Canadian author Comeau, whose work ranges from the novel Lockpick Pornography to the webcomic A Softer World, here offers a spare, ice pick-sharp look at coping with death. With her mother and brother Simon ("the waif"), Sunday has come to tiny Malagash, Nova Scotia, because her father wants to die in his hometown. The rest of the family is broken up, but Sunday is a girl with a mission: she intends to record everything her father says in his last days, not to create audio files to remember him by but to write a computer virus that will spread throughout the world, allowing him to live on "like an echo in an empty room." It's an intriguing premise--we often think of enduring through empires or art, but here's a brave new techie approach--and Comeau makes it persuasive as Sunday bustles about, cool and determined and entirely likable. Recording everything from her father's meditative comments ("A weight will lift") to his silly jokes ("They better not have chickens in heaven. Chickens are idiot eagles and I hate them"), Sunday finally enlists Simon in her project, which meets with bittersweet success. VERDICT A fine fable for all smart readers.
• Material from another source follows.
PR #6777, opened 2026-04-11
Fixed build scripts for macos-arm64 (Apple Silicon)

moorea7:
## Fix macOS Apple Silicon (arm64) build via `macosx-build-dependencies.sh -a`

Copyright 2017 Library Journal, LLC Used with permission.



Kirkus

September 15, 2017
A young girl tries to cheat death with a computer virus.Sunday is writing a computer virus that will allow her dad to live forever. She records everything he says, then transcribes the recordings, then embeds the transcriptions in code that will spread from system to system--forever. In the meantime, Sunday's dad is dying of cancer. Every day, Sunday, her mom, and her younger brother go to the hospital to visit him. That's where Sunday makes her recordings. The virus is the most interesting thing here, but this is no Transcendence: nobody's consciousness gets uploaded to a hard drive. Instead, Sunday and her family grieve; Sunday and her brother grow closer; their mother recedes into her own sadness; and the virus gradually comes along. Comeau's (One Bloody Thing After Another, 2010) novel is short and spare, with chapters that rarely last more than a few pages. The writing is blunt, slightly truncated, in Sunday's narration. "I thought this was going to be easy," she tells us. "I would write down my father's words, and he would live forever. But the more I record, the more I realize I am missing." Comeau resists sentimentality, and, given his subject matter, that's no small feat--but, given that same subject matter, he can't be entirely successful. Unfortunately, the work has the slightly flattened aspect of a YA novel. Plus there's the inescapable fact that this subject matter is well-traversed: computers or no computers, parents die, and they'll go on dying. Despite sympathetic characters and a crisp narrative style, Comeau's latest seems to defy innovation.